Provably Stable Flux Reconstruction High-Order Methods on Curvilinear Elements

Provably stable flux reconstruction (FR) schemes are derived for partial differential equations cast in curvilinear coordinates. Specifically, energy stable flux reconstruction (ESFR) schemes are considered as they allow for design flexibility as well as stability proofs for the linear advection problem on affine elements. Additionally, split forms are examined as they enable the development of energy stability proofs. The first critical step proves, that in curvilinear coordinates, the discontinuous Galerkin (DG) conservative and non-conservative forms are inherently different--even under exact integration and analytically exact metric terms.

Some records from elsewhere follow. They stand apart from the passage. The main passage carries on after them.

PR #124, opened 2018-05-01
Update CI to go-IPFS v0.4.14

alexander255:
Fixes the CI issues seen in #123.

### DIFF
--- a/ipfsapi/client.py
+++ b/ipfsapi/client.py
@@ -2056,7 +2056,12 @@ class Client(object):
         ``ipfsapi.exceptions.ConnectionError``, until you start another IPFS
         daemon instance.
         """
-        return self._client.request('/shutdown')
+        try:
+            return self._client.request('/shutdown')
+        except exceptions.ConnectionError:
+            # Sometimes the daemon kills the connection before sending a
+            # response causing an incorrect `ConnectionError` to bubble
+            pass
 
     ###########
     # HELPERS #
--- a/.travis.yml
+++ b/.travis.yml
@@ -14,7 +14,7 @@ matrix:
     before_install: true
 
 before_install:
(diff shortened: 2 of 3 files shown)


ipfsapi/client.py
```diff
@@ -2056,7 +2056,12 @@ def shutdown(self):
         ``ipfsapi.exceptions.ConnectionError``, until you start another IPFS
         daemon instance.
         """
-        return self._client.request('/shutdown')
+        try:
+            return self._client.request('/shutdown')
+        except exceptions.ConnectionError:
+            # Sometimes the daemon kills the connection before sending a
+            # response causing an incorrect `ConnectionError` to bubble
```
whereswaldon: Hmmm... should we file that as a bug with go-ipfs?

whereswaldon:
It seems to me that we spend a lot of time fixing tests that break because old assumptions are no longer true. For instance, whenever they add a key or change the order of a result, we usually start failing some tests. Do you think that's a methodological problem on our part?

ipfsapi/client.py
alexander255: Indeed! Filed it here: https://github.com/ipfs/go-ipfs/issues/4994

alexander255:
I agree that it's annoying, but, in a way, we *want* this kind of breakage so that we notice when something changes and can add the new data to the tests. This is good because, from that point on, the additionally returned data becomes part of the API and if the extra fields change or are removed after this then that'd be a regression.

– Of course all of this is indeed useless if we don't actually take it seriously when it happens, so I filed https://github.com/ipfs/go-ipfs/issues/4995 about the now-missing `'Links'` datastructure in `object_put`. :relaxed:

PR #125, opened 2018-05-02
Allow generators returned by `stream=True` commands to be closed

alexander255:
This adds documentation for the calls that already use `stream=True` as well as making it possible to use the returned generator in a context manager (`with`-statment) for easier cleanup.


ipfsapi/http.py
```diff
@@ -38,6 +38,56 @@ def wrapper(self, *args, **kwargs):
     return wrapper
 
 
+def stream_decode_iter(response, parser):
+    try:
+        for data in response.iter_content(chunk_size=None):
+            #PY2: Use `yield from` instead
```
whereswaldon: So you're saying that "if we didn't have to support python2, we'd use that syntax"?

alexander255:
Adding (unit) tests is not silly at all and doing that actually made me find a relatively major issue: The response wouldn't be closed if it hadn't been iterated at least once (because the iterator is not started until you call `next` on it at least once, so the `try`…`finally` statement was never entered). I rewrote most of my patch because of this, but it should now be better and tested now.

PR #128, opened 2018-07-08
add 'offset' and 'length' parameters to cat method

cshuaimin:
It's useful to get one block of a file, such as using libmagic to determine the file type.

### DIFF
--- a/ipfsapi/client.py
+++ b/ipfsapi/client.py
@@ -2378,7 +2378,7 @@ class Client(object):
             ... c.pubsub_pub('testing', 'hello')
             ... for message in sub:
             ...     print(message)
-            ...     # Stop reading the subscription after 
+            ...     # Stop reading the subscription after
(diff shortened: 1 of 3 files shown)


alexander255:
Thanks for this! Looking good!

Please add some tests however as we're aiming to increase our test coverage.

cshuaimin:
@alexander255 OK.

The `ipfsapi.http.stream_decode_full()` function will return an empty list `[]` if I call `api.cat(<hash>, offset=0, length=0)`, which should be an empty `bytes` `b''`. There should be a better way to fix this.

https://github.com/cshuaimin/py-ipfs-api/blob/1fb5b8077790a396ba647b7c8635989a2aa4e40f/ipfsapi/http.py#L116-L117

alexander255:
Looking good! I see no issues in merging this now. :slightly_smiling_face: 

Thanks for your contribution!

PR #139, opened 2018-11-02
Fix a Bug While Upload directories in Windows

IvanLuLyf:
When add a directory in Windows System,the result always return with ```QmUNLLsPACCz1vLxQVkXqqLX5R1X345qqfHbsf67hvA3Nn```.
Because the dir separator using '\\' in Windows but needed is '/'.
I fix this bug for Python's ipfs api.


alexander255:
LGTM, Thanks!

PR #145, opened 2018-11-23
Rewrite `ipfsapi/multipart.py` to address the issues mentioned in #104

### LINKED ISSUE #104: `.add()` serializes all input data to a giant binary string before uploading
This is obviously a no-go.

alexander255:
Fixes #104 and some other stuff. Also gets rid of `requests` in the multipart code making it framework agnostic again, while probably being more efficient, but definitely more resource aware:

  * Even when streaming large directory trees the maximum number of open fds should only be `tree_depth + 1` (one fd for each directory layer and one for the actual file in question)
  * Files are streamed from disk using generators so there should never be more than a couple of kilobytes of file data be present in RAM

### DIFF
--- a/ipfsapi/multipart.py
+++ b/ipfsapi/multipart.py
@@ -2,691 +2,713 @@
 """
 from __future__ import absolute_import
 
-import re
-import requests
-import io
+import inspect
 import os
-from inspect import isgenerator
-from uuid import uuid4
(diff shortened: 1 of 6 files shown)


alexander255:
Fixed Python-3.4 (only) compat issue

PR #149, opened 2018-12-18
Upgrade API to comply to the IPFS Interface specification (py-ipfs-http-client version)

alexander255:
Follow-up from #146. Needs discussion on that PR to complete before it can be merged.


alexander255:
Finally!

PR #153, opened 2019-01-29
Improve testing

alexander255:
Add testing on macOS and much improved test coverage data collection (which previously was broken)


alexander255:
With build being at a crawl right now this could take a while…

PR #290, opened 2021-06-30
Fix typing problems with http_requests and requests_wrapper

c0llab0rat0r:
Most remaining issues (after this pr) are due to:

* urllib3 not having enough type info
* mypy not supporting mixins well (or perhaps we are not using mixins correctly with mypy)


c0llab0rat0r:
@ntninja this is ready for review but I don't think it should be merged until after the `0.8.0` release since its somewhat of an invasive refactor.

#289 should go first be merged for 0.8.0.

PR #294, opened 2021-08-19
Update go-ipfs version to support < 0.10

kclowes:


kclowes:
Tests are passing locally for me, and I'm not sure how to go about debugging on Travis. Let me know if anyone has any ideas as to why it might be failing!

jacekv:
I checked with IPFS version 0.9.1 and I get the same problem with the OSX tests. It seems there is a Python issue: https://bugs.python.org/issue32958
I am currently having a look if there is something we can do to fix this issue.

jacekv:
I can't find a way to test this besides running the pipeline all the time. I don't have a Mac. So maybe someone else will be able to have a look into this issue :/

hexcowboy:
The tests are passing on my MacBook.

```bash
platform darwin -- Python 3.9.7, pytest-6.2.5, py-1.10.0, pluggy-1.0.0 -- /py-ipfs-http-client/.tox/py3/bin/python
---
test/unit/test_http.py::test_successful_request_uds PASSED                                                                [ 34%]
test/unit/test_http.py::test_generic_failure_uds PASSED                                                                   [ 35%]
```

```bash
$ python --version
Python 3.9.7
```

There is no reason they should not pass. Apple macOS is Unix compliant and supports Unix Domain Sockets (UDS). Something is either wrong with CI or Python 3.9.0, most likely the former.

jacekv:
Interesting. I tried it again but the error remains: https://app.travis-ci.com/github/ipfs-shipyard/py-ipfs-http-client/jobs/538855219
Using Python 3.9.7 and the same error is there. Maybe it is something with the CI?

hexcowboy:
@jacekv I'm not familiar with Travis CI. Can you try with a version of macOS 11.x? The current release is 11.6. If this continues to fail I would recommend the project maintainers remove the UDS test for macOS specific builds.

jacekv:
@hexcowboy  Good point regarding the os version. I changed it to 11.3, since this is what seems to be currently supported by Travis and the error is still there.
Might make sense to remove the UDS tests for OSX.

kallisti5:
Is this ever going to get worked on?   IPFS is now on 0.13.0 and this only supports up to version 0.8.0 :-|

PR #323, opened 2023-05-17
removed the pubsub functionality

Wizock:
Changes:
- Removed pubsub.py
- Removed imports from other files


kasteph (changes requested):
Thanks for contributing @Wizock!

It looks like your editor also formatted files that are irrelevant for this particular issue (thus making the PR larger and harder to read which parts should actually be reviewed). Could you disable that first? Thanks!

PR #2, opened 2023-03-03
🔧(project) add missing gitlint configuration file

jmaupetit:
## Purpose

Our standard gitlint configuration is missing.

## Proposal

- [x] add missing `.gitlint` configuration file

### DIFF
--- a/.gitlint
+++ b/.gitlint
@@ -1,0 +1,77 @@
+# All these sections are optional, edit this file as you like.
+[general]
+# Ignore certain rules, you can reference them by their id or by their full name
+# ignore=title-trailing-punctuation, T3
+
+# verbosity should be a value between 1 and 3, the commandline -v flags take precedence over this
+# verbosity = 2
+
+# By default gitlint will ignore merge commits. Set to 'false' to disable.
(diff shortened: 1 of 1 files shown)


.gitlint
```diff
@@ -0,0 +1,77 @@
...
+ignore=B6,UC1
+
+# [ignore-by-body]
+# Ignore certain rules for commits of which the body has a line that matches a regex
+# E.g. Match bodies that have a line that contains "release"
+# regex=(.*)release(.*)
+#
+# Ignore certain rules, you can reference them by their id or by their full name
+# Use 'all' to ignore all rules
+# ignore=T1,body-min-length
```
wilbrdt, line 77: You're missing the EOF carriage return
```suggestion
# ignore=T1,body-min-length

```

jmaupetit: :thinking: I don't think so. If it was the case, github would have displayed it as so. :wink:

wilbrdt: You're right, my bad!

wilbrdt (approved):
🎉

quitterie-lcs (approved):

PR #5, opened 2023-04-11
Add cunningham

jmaupetit:
## Purpose

We, OpenFUN, have our own design system called Cunningham. We need to use provided base components.

## Proposal

- [x] add base layout and integrate cunningham design system

During this work, we also improved the video `DailyViews` component:

- [x] stack videos views in a single chart


thwrk (approved):
Looks good to me!

PR #8, opened 2023-05-16
🐛 (project) fix `make bootstrap` in OSX (apple M1)

lebaudantoine:
## Purpose

We want `make bootstrap` instructions to run properly in OSX. 

## Proposal

Update `docker-compose` and `makefile` to support OSX profile. 

- [X] Add a new env variable `HOME` set to `/tmp` in `docker-compose` 
- [X] Replace `zcat` decompress tool by `gzcat` to decompress fixtures' archive in `makefile`.


CHANGELOG.md
```diff
@@ -13,5 +13,6 @@ and this project adheres to
 - Bootstrap base backend boilerplate
 - Implement video views endpoint
 - Bootstrap base frontend boilerplate using turborepo
+- Fix `make bootstrap` in OSX
```
jmaupetit, line 16: We usually don't update the CHANGELOG for changes that are related to the development environment and not the tool itself.

Makefile
```diff
@@ -49,7 +49,7 @@ bin/patch_statements_date.py:
 		-o bin/patch_statements_date.py
 
 data/statements.jsonl.gz:
-	mkdir -p data
+	rm -r data; mkdir -p data
```
jmaupetit, line 52: I would not do this in this rule, but rather in an explicit `clean` rule for example. Our goal here is to fetch the `statements.jsonl.gz` fixture, not delete the data directory content if it exists.

docker-compose.yml
```diff
@@ -31,6 +31,8 @@ services:
       - elasticsearch
 
   frontend:
+    environment:
+      HOME: /tmp
```
jmaupetit, line 35: Without being too pedantic, I would suggest to define the `environment` key after the image definition for this service. :wink:

Makefile
```diff
@@ -145,7 +145,7 @@ fixtures: \
 	curl -X PUT $(ES_URL)/$(ES_INDEX)/_settings \
 		-H 'Content-Type: application/json' \
 		-d '{"index": {"number_of_replicas": 0}}'
-	zcat data/statements.jsonl.gz | \
+	gzcat data/statements.jsonl.gz | \
```
jmaupetit, line 148: Have you tested this silly workaround instead? :sweat_smile: 

```suggestion
	zcat < data/statements.jsonl.gz | \
```

jmaupetit (commented):
Thank you for this! :pray:

Makefile
lebaudantoine: I haven't chosen this solution based on the [Vy32 own answer ](https://serverfault.com/a/570026) and prefer a more [recent one](https://serverfault.com/a/952618). I could definitely go for it.

> Apparently my answer is wrong. Linux zcat will read .zip and .Z files. The issue here isn't one of stdin vs. named file, it's that the Linux maintainers of the programs modified gzcat to read a large number of unrelated file types.

CHANGELOG.md
lebaudantoine: I have actually added it afterward to make the CI pass. My bad 😥

Makefile
```diff
@@ -48,8 +49,11 @@ bin/patch_statements_date.py:
 		https://raw.githubusercontent.com/openfun/potsie/v$(POTSIE_RELEASE)/scripts/patch_statements_date.py \
 		-o bin/patch_statements_date.py
 
+clean:
+	if [ -d $(WARREN_DATA_DIR) ]; then rm -r $(WARREN_DATA_DIR); fi
+
```
jmaupetit, line 54: Since this rule does not target a file, you should declare it as a `PHONY` one:

```suggestion
clean:
	if [ -d $(WARREN_DATA_DIR) ]; then rm -r $(WARREN_DATA_DIR); fi
.PHONY: clean
```

Makefile
lebaudantoine: I have created a proper `clean` rule, and added it in the `bootstrap` one. Opened to discuss if it's really relevant to do so, because we are running the `data/statements.jsonl.gz` rule in the fixture one, and I am not cleaning the data folder. It would introduce an inconsistent behavior.

Makefile
lebaudantoine: Got it ! I update it

Makefile
lebaudantoine: rule has been removed !

jmaupetit (approved):

PR #12, opened 2023-06-06
✨(backend) Add the LRS synchronous http backend

lebrunthibault:
## Purpose

We want warren to query a LRS instead of the current implementation using elasticsearch.
Ralph should not depend on a datastore like elastic but should consume data and do its aggregations using from a LRS

## Proposal

We should use the newly created LRSHTTP lrs client from the ralph-malph package backends
This will allow to query any LRS syncrhnously.
We will later add aggregations.

```python
from ralph.backends.http import LRSHTTP
```

- [x] install ralph-malph as a library
- [x] add a new backend using ralph's LRSHTTP (sync)
- [x] create a new video plugin using this backend
- [x] write tests
- [x] remove the previous elasticsearch backend


src/backend/plugins/video/warren_video/api.py
```diff
@@ -36,59 +42,40 @@ async def views(
...
+
+    for statement in statements:
+        # do not count video played less than the configured time
+        if (
+            statement["result"]["extensions"][RESULT_EXTENSION_TIME]
+            < settings.VIDEO_PLAYED_THRESHOLD_DURATION
+        ):
+            continue
+
+        date_key = statement["timestamp"][:10]
```
lebaudantoine, line 73: The timestamp of the statement might not match the explicit date format used by `daily_views_by_date` keys. To ensure consistency and remove the time component, it would be safer to parse the `timestamp` string using the arrow library and format it as `'YYYY-MM-DD'`.

Consider using:
```
arrow.get(statement["timestamp"]).format('YYYY-MM-DD')
```

Additionally, to avoid duplicated literals, it is recommended to extract the format `'YYYY-MM-DD'` into a shared constant at line 61 for better maintainability.

src/backend/plugins/video/warren_video/api.py
```diff
@@ -36,59 +42,40 @@ async def views(
...
+        if date_key in daily_views_by_date:
+            daily_views_by_date[date_key].views += 1
+
+    daily_views = list(daily_views_by_date.values())
+
+    return VideoViews(
+        total=sum(view.views for view in daily_views), daily_views=daily_views
```
lebaudantoine, line 80: nit: Have you considered adding `__add__` class methods to enable summation of `VideoViews` instances? This would enhance the usability and functionality of the class.

lebaudantoine: Overall, have you though using the `Counter` function from `Collections`. It might be a more `pythonic` way to count views. I haven't tested my code, however smth close to this should work : 

```
from collections import Counter

...

formatted_statements = [statement["timestamp"][:10] for statement in statements]
daily_views = [VideoDayViews(date=date, views=count) for date, count in Counter(formatted_statements).items()]
```
These onliners could also be split into relevant vars.
What do you think @jmaupetit ? 

Depending on the data, several list comprehensions might be faster than a unique list iteration.
We could profile this function, making sure my suggestion doesn't introduce performance regression.

Please note that my suggestion does not explicitly filter statements outside the date filters and also does not sort daily_views by dates. Some additional work will be required to address these aspects.

src/backend/plugins/video/warren_video/api.py
```diff
@@ -16,6 +20,8 @@
     prefix="/video",
 )
 
+logger = logging.getLogger("warren.api")
```
lebaudantoine, line 23: nit: `"warren.api"` literal is duplicated with `api/v1/__init__.py`

src/backend/plugins/video/__init__.py
```diff
@@ -0,0 +1 @@
+"""Warren Video plugin."""
```
lebaudantoine, line 1: nit: this description isn't redundant with the `warren_video/__init__.py`?

src/backend/core/warren/conf.py
```diff
@@ -18,11 +18,10 @@ class ESClientOptions(BaseModel):
...
 
-    # Elasticsearch
-    ES_HOSTS: Union[List[str], str] = None
-    ES_INDEX: str = "statements"
-    ES_INDEX_TIMESTAMP_FIELD: str = "timestamp"
-    ES_CLIENT_OPTIONS: ESClientOptions = ESClientOptions()
+    # LRS backend
+    LRS_HOSTS: Union[List[AnyHttpUrl], AnyHttpUrl] = "http://0.0.0.0:8100"
+    LRS_BASIC_USERNAME: str = "ralph"
+    LRS_BASIC_PASSWORD: str = "secret"
```
lebaudantoine, line 24: Just wanted to double-check, as a beginner back-end developer, whether these dummy/basic credentials need to be stored in a hidden environment file? Any guidance would be greatly appreciated!

src/backend/plugins/video/warren_video/api.py
```diff
@@ -36,59 +42,40 @@ async def views(
...
-            "daily_views": {
-                "date_histogram": {
-                    "field": settings.ES_INDEX_TIMESTAMP_FIELD,
-                    "calendar_interval": "day",
-                }
-            }
-        },
-        "size": 0,
+    query = {
+        "verb": PlayedVerb().id,
```
lebaudantoine, line 46: Hey @quitterie-lcs @jmaupetit, I've been thinking about something regarding the user experience during a watch session. If a user triggers the play/button multiple times, I'm concerned that it might be registering as multiple views in the end. Do you think it would be a good idea to implement some logic to aggregate these events? This way, we can ensure accurate view counts. What are your thoughts on this?

src/backend/plugins/video/warren_video/api.py
```diff
@@ -36,59 +42,40 @@ async def views(
...
+        logger.error("xAPI statements query failed: %s", error)
+        return VideoViews(total=0, daily_views=[])
+
+    daily_views_by_date = {
+        day.format("YYYY-MM-DD"): VideoDayViews(day=day.format("YYYY-MM-DD"))
+        for day in arrow.Arrow.range("day", filters.since, filters.until)
+    }
+
+    for statement in statements:
+        # do not count video played less than the configured time
```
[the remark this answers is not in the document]
lebaudantoine: Do we count only views happening at the beginning of a video as in [potsie l.189](https://github.com/openfun/potsie/blob/abba73265e8b479b0739bd3e340985e5f1679d03/src/dashboards/teachers/course.jsonnet#LL189C22-L189C42) ?

src/backend/core/warren/api/__init__.py
```diff
@@ -21,7 +20,6 @@ async def lifespan(app: FastAPI):
     yield
 
     # Properly shutdown the application
```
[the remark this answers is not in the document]
lebrunthibault: Yea, I hesitated about leaving this function here for later use but now we don't need to clean the es connection it's better to remove it altogether I agree.

src/backend/plugins/video/warren_video/api.py
```diff
@@ -36,59 +42,40 @@ async def views(
...
-    # Daily views buckets are supposed to be sorted by date range from the
-    # oldest to the newest record
-    idx = 0
-    for bucket in docs["aggregations"]["daily_views"]["buckets"]:
-        idx = video_views.daily_views.index(VideoDayViews(day=bucket["key"]), idx)
-        video_views.daily_views[idx].views = bucket["doc_count"]
-    return video_views
+    try:
+        statements = list(
+            lrs_client.read(target="/xAPI/statements/", query=LRSQuery(query=query))
```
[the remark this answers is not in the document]
lebrunthibault: Yes and it should : moved it to the settings

src/backend/core/warren/conf.py
lebrunthibault: I don't think this is an issue as the real credentials will sourced from the .env file (because they belong to a class extending pydantic BaseSettings). We could argue that it would be best to set no default for these test credentials but I left them as is to be coherent with ralph code

src/backend/plugins/video/warren_video/api.py
```diff
@@ -36,59 +42,44 @@ async def views(
...
+            day=day.format(settings.DATE_DAY_FORMAT)
+        )
+        for day in arrow.Arrow.range("day", filters.since, filters.until)
+    }
+
+    for statement in statements:
+        # Do not count video played less than the configured time
+        if (
+            statement["result"]["extensions"][RESULT_EXTENSION_TIME]
+            < settings.VIDEO_PLAYED_THRESHOLD_DURATION
```
jmaupetit, line 73: We want to ignore played events that occurred **after** the threshold:

```suggestion
        if (
            statement["result"]["extensions"][RESULT_EXTENSION_TIME]
            > settings.VIDEO_PLAYED_THRESHOLD_DURATION
```

src/backend/core/warren/conf.py
```diff
@@ -32,8 +33,10 @@ class Settings(BaseSettings):
     # API configuration
     MAX_DATETIMERANGE_SPAN: timedelta = timedelta(days=365)  # 1 year shift from since
     DEFAULT_DATETIMERANGE_SPAN: timedelta = timedelta(days=7)  # 7 days shift from until
+    VIDEO_PLAYED_THRESHOLD_DURATION: int = 30  # seconds
+    DATE_DAY_FORMAT: str = "YYYY-MM-DD"
```
jmaupetit, line 37: I think we could use the Django convention, e.g.:

```suggestion
    DATE_FORMAT: str = "YYYY-MM-DD"
```

WDYT?

jmaupetit (commented):
Smart move! :sparkles:

src/backend/core/warren/conf.py
```diff
@@ -18,11 +18,12 @@ class ESClientOptions(BaseModel):
...
 
-    # Elasticsearch
-    ES_HOSTS: Union[List[str], str] = None
-    ES_INDEX: str = "statements"
-    ES_INDEX_TIMESTAMP_FIELD: str = "timestamp"
-    ES_CLIENT_OPTIONS: ESClientOptions = ESClientOptions()
+    # LRS backend
+    LRS_HOSTS: Union[List[AnyHttpUrl], AnyHttpUrl] = "http://0.0.0.0:8100"
+    LRS_BASIC_USERNAME: str = "ralph"
+    LRS_BASIC_PASSWORD: str = "secret"
```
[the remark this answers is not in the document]
lebaudantoine: I agree.

src/backend/plugins/video/warren_video/api.py
lebrunthibault: I agree, maybe these suggestions should be tested by @cyrillay when he has a chance ? We could keep this pr simple for now and experiment with aggregations later on

Makefile
```diff
@@ -131,7 +131,7 @@ run-backend: ## run the backend server (development mode)
 	@$(COMPOSE) up -d backend
 	@echo "Waiting for backend to be up and running..."
 	@$(COMPOSE_RUN) dockerize -wait tcp://$(ES_COMPOSE_SERVICE):$(ES_PORT) -timeout 60s
-	@$(COMPOSE_RUN) dockerize -wait http://$(RALPH_COMPOSE_SERVICE):$(RALPH_RUNSERVER_PORT)/__heartbeat__ -timeout 60s
+	@$(COMPOSE_RUN) dockerize -wait tcp://$(RALPH_COMPOSE_SERVICE):$(RALPH_RUNSERVER_PORT)/__heartbeat__ -timeout 60s
```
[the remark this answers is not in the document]
lebrunthibault: definitely, I think this is right now

src/backend/core/warren/conf.py
lebrunthibault: sounds good to me !

src/backend/plugins/video/warren_video/api.py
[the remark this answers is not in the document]
lebrunthibault: actually it should be the same. I fixed this here : https://github.com/openfun/warren/pull/12/commits/eced4dce7c8aa1076489cf328ed2233fece44a5f

CHANGELOG.md
```diff
@@ -15,5 +15,9 @@ and this project adheres to
 - Bootstrap base backend boilerplate
 - Implement video views endpoint
 - Bootstrap base frontend boilerplate using turborepo
+- Run ralph in the docker compose
```
cyrillay, line 18: This was already the case, right ?

src/backend/plugins/video/warren_video/api.py
cyrillay: I agree that we can keep this PR simple for now, and optimize or refactor later on, because I believe the time taken by this code will be minor compared to the time taken to fetch the data from the LRS and its backend (for now).

cyrillay (approved):

src/backend/plugins/video/warren_video/api.py
cyrillay: If the code provided by @lebaudantoine works, I do think it would be great to have it, not because of performance (I think both codes would execute very quickly, so it's not worth profiling it IMO), but in terms of code readbility.

cyrillay: I would even turn the list comprehensions into a classic for loop, in order to add the cases you listed :
```
    Does not explicitly filter statements outside the date filters
    Does not sort daily_views by dates.
    Does not set to null dates without view.
```

In general, i'm not a big fan of list comprehensions, except when they are straightforward

lebaudantoine: What takes the most resources is generating the range of date, even for dates without any views. 
In general, list comprehensions are much faster than for loop, but I agree that they can hurt readability. 
Let's merge this PR as it is, no big deal.

lebaudantoine: I have quickly compared these two implementations, and profile them using `%timeit` ipython command.

(for my experience, I have generated a dummy list of statements following this tuple structure:
['YYYY-MM-DD', duration_value]

The duration values have been randomly generated using 'random' module, and are comprised between 0 and 1. 

_______

The actual workaround : 
```
def test_function(_statements, _start, _end):

    buffer = {
        day.format(DEFAULT_FORMAT): VideoDayViews(
            day=day.format(DEFAULT_FORMAT)
        )
        for day in arrow.Arrow.range("day", _start, _end)
    }
    
    for statement in _statements:

        if statement[1] >= 0.8:
            continue

        date_key = arrow.get(statement[0]).format(DEFAULT_FORMAT)
    
        if date_key in buffer:
            buffer[date_key].views += 1
    
    daily_views = list(buffer.values())
```
giving the following results :  
```
%timeit -r 100 test_function(statements, start, end)
> 110 ms ± 16.7 ms per loop (mean ± std. dev. of 100 runs, 10 loops each)
```

_______
The suggested implementation:
```
def test_function(_statements, _start, _end):
    
    range = arrow.Arrow.range("day", _start, _end)
        
    timestamps = [
        arrow.get(s[1])  # Convert timestamp to arrow date
        for s in _statements
        if s[1] < 0.8  # Filter on watch time duration
    ]

    counter = Counter(timestamps)
    daily_views = [VideoDayViews(day=date, views=counter[date]) for date in range]
```
giving the following results :  
```
%timeit -r 100 test_function(statements, start, end)
> 26.5 ms ± 1.21 ms per loop (mean ± std. dev. of 7 runs, 10 loops each)
```

lebrunthibault: sweet ! This looks nice, do you want to add a commit to the pr to implement this ? 

Isn't the part where we format to "YYYY-MM-DD" missing though ?

CHANGELOG.md
lebrunthibault: yes it was ! I think I forgot to add it in the previous merged pr where I add ralph to the docker compose :p

src/backend/plugins/video/warren_video/api.py
```diff
@@ -36,59 +44,46 @@ async def views(
     video_id: IRI, filters: Annotated[BaseQueryFilters, Depends()]
```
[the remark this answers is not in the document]
lebrunthibault: Yes ! This is the way fastapi does dependency injection in routes : https://fastapi.tiangolo.com/tutorial/dependencies/
This construct actually means the the BaseQueryFilters (a pydantic model) class will be instantiated and passer query parameters.
In the route we'll get the pydantic BaseQueryFilters object instantiated and we'll access the since and until fields. 
This type of setup allows us to validate the date range (using pydantic @root_validator) without adding any line or duplication in the routes :)

src/backend/plugins/video/warren_video/api.py
lebaudantoine: The date-to-string conversion was redundant : 

- Create a range of Arrow date object, format them to strings.
- Create an Arrow date from the timestamp, format it to a string.
- Instantiate a `VideoDayViews` with a string, which recreate an Arrow date object.

I use the Arrow date object as a key. I would appreciate extensive testing of this approach in the real function.

CHANGELOG.md
jmaupetit: BTW We'll squash/rewrite those for the first release.

src/backend/core/warren/conf.py
```diff
@@ -18,11 +18,11 @@ class ESClientOptions(BaseModel):
...
 
-    # Elasticsearch
-    ES_HOSTS: Union[List[str], str] = None
-    ES_INDEX: str = "statements"
-    ES_INDEX_TIMESTAMP_FIELD: str = "timestamp"
-    ES_CLIENT_OPTIONS: ESClientOptions = ESClientOptions()
+    # LRS backend
+    LRS_HOSTS: Union[List[AnyHttpUrl], AnyHttpUrl]
+    LRS_BASIC_USERNAME: str
+    LRS_BASIC_PASSWORD: str
```
jmaupetit, line 24: Maybe prefixing configuration variable related to authentication with `LRS_AUTH` would make sens. WDYT?

```suggestion
    LRS_AUTH_BASIC_USERNAME: str
    LRS_AUTH_BASIC_PASSWORD: str
```
By extension: `LRS_AUTH_OIDC_xxx`

src/backend/core/warren/conf.py
```diff
@@ -18,11 +18,11 @@ class ESClientOptions(BaseModel):
...
+    LRS_STATEMENTS_ENDPOINT: str = "/xAPI/statements"
```
jmaupetit, line 25: IMO `statements` is a  specified endpoint, hence, we should only configure the base URL for a given LRS host. WDYT?

```suggestion
    LRS_BASE_URL: str = "/xAPI"
```

I know it is related to Ralph's LRS client, not this project, but I would like your opinion on this. :wink:

lebrunthibault: If this is part of the lrs spect I agree, it's superflous to make it configurable

src/backend/plugins/video/warren_video/api.py
lebrunthibault: I see, but is this grouping by day or by datetime ? Didn't test it but the formatting was there to group by yyyy-mm-dd without taking into account the time.

lebaudantoine: I see, then my suggestion is irrelevant if statement timestamps contain time components. Performance might be on pair with your code.

lebaudantoine: The cognitive complexity of my suggestion might still be a bit simpler tho, I let judge, as you have more experience than me.

lebaudantoine (approved):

This analysis demonstrates that the split form is essential to developing provably stable DG schemes on curvilinear coordinates and motivates the construction of metric dependent ESFR correction functions in each element. Furthermore, the provably stable FR schemes differ from schemes in the literature that only apply the ESFR correction functions to surface terms or on the conservative form, and instead incorporate the ESFR correction functions on the full split form of the equations. It is demonstrated that the scheme is divergent when the correction functions are only used for surface reconstruction in curvilinear coordinates. We numerically verify the stability claims for our proposed FR split forms and compare them to ESFR schemes in the literature. Lastly, the newly proposed provably stable FR schemes are shown to obtain optimal orders of convergence. The scheme loses the orders of accuracy at the equivalent correction parameter value c as that of the one-dimensional ESFR scheme.